Respondents were mostly male (87%) and between 38 to 46 years old (36.5%). Additionally, 59% of respondents reported having over 9 years of relevant experience in CDWM. By academic qualification, more than 80% of respondents had at least a bachelor’s degree. Considering respondents’ occupation, government officers were the most respondents with 33%, followed by construction research institutes of 27%. Respondents’ profile is summarized in

Table 3. Profile of respondents.

Gender	Female	Male
Number	8	55
Percentage (%)	13%	87%
Age	18–26	27–35	36–44	45–55	56 and above
Number	8	16	23	12	4
Percentage (%)	12.7%	25.4%	36.5%	19%	6.35%
Work Experience in CDWM	Less than 3	3–6	6–9	9–12	12 years and more
Year(s)	0	14	12	22	15
Percentage (%)	0	22%	19%	35%	24%
Highest qualification	Certificate	Diploma	Bachelor’s degree	Master’s degree	PhD
Number	3	9	20	17	14
Percentage (%)	4.8%	14.3%	31.7%	27%	22%
The most relevant role	Contractor	Academic	Consultant	Government officer	Construction research institutes
Number	10	6	9	21	17
Percentage (%)	16%	10%	14%	33%	27%

.

Structural equation modelling (SEM) is preferred over other data analytical techniques (i.e., factor analysis, regression analysis, etc.) since SEM can construct unobservable latent variables, deals well with the modelling errors, utilizes empirical data for testing a priori theoretical assumptions, and has an outstanding capability in measuring and assessing models among multiple variables [103]. Partial least squares-SEM and covariance-based-SEM (CB-SEM) are the two main classifications of SEM. Nevertheless, this study utilized PLS-SEM as it deals well with small sample sizes and complicated research models, handles missing data well, and has a potent statistical power [103,104]. Furthermore, as articulated by Hair Jr, Hult, Ringle and Sarstedt [103], PLS-SEM works well with less developed theories. SmartPLS version 3.0 software was utilized in this study for the purpose of data analysis.

4.3. Primary Data Tests

Collected data were primarily tested in opposition to three criteria of missing values, suspicious pattern in responses, and outliers [103]. Missing data refers to failing to answer a question either inadvertently or purposely [103]. Missing data should be identified and studied as missing data are nuisance to the results. It is generally recommended that missing completely at random as less than 10% of each individual item is acceptable and can be ignored. A frequency test of collected data showed that the missing data was under 1 percent and, in some items, no missing data was observed. Therefore, the dataset had no issue regarding the missing values or any biasness resulted from missing values. Also, no suspicious patterns of diagonal or straight lining were observed in the dataset [103]. In the last step, data were checked against outliers, which is referred to extreme response to a question in a completely different way than to other questions. In this regard, box plots and stem-and-leaf plots using IBM SPSS Statistics 23 software were considered. However, no notable outliers were observed [75,105]. It is also noteworthy considering that PLS-SEM handles non-normally distributed data because it employs bootstrapping, a non-parametric technique, that allows examining the statistical significance of different PLS-SEM results [103].
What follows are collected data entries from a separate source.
PR #1296, opened 2019-10-11
Report per task

### LINKED ISSUE #1259: Evaluation minibatches may be calculated repeatedly
Currently, each task contains multiple minibatches. In the evaluation phase, workers calculate each minibatch in turn. Every time a minibatch calculation is completed, the worker immediately passes the calculated evaluation metrics to the master. When the worker completes all the minibatches in a task, the worker tells the master the results of the entire task.
If a worker A is killed in the process of calculating a task, the master will find another worker B to calculate the failed task, but it will not clear the metrics of the minibatch already calculated in the task. So some minibatches are calculated both by worker A and worker B, which will lead to errors in the final evaluation metrics.

chunyang-wen:
fixes #1259 
+ report evaluation metrics by task instead of by batch

### DIFF
--- a/elasticdl/python/common/constants.py
+++ b/elasticdl/python/common/constants.py
@@ -37,3 +37,4 @@ class Redis(object):
 
 class MetricsDictKey(object):
     MODEL_OUTPUT = "output"
+    LABEL = "label"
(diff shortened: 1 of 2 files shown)


mhaoli (approved):
LGTM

4.4. Assessing the Research Model

The research model encompassing measurement and structural model were assessed in this step. The measurement model was assessed prior to the structural model assessment, because unreliable or invalid constructs end up in unreliable or invalid relationships among constructs in the structural model [103]. Thus, reliability and validity of measures were assessed by performing internal consistency, convergent validity (AVE), and discriminant validity assessment [106,107]. The structural model was then evaluated considering five criteria of collinearity (VIF), coefficient of determination (R²), effect size (f²), path coefficients, and blindfolding and predictive relevance (Q²) [103,106].

5. Results

5.1. EAHP Results

Based on

Table 4. Global weight and ranking of each factor.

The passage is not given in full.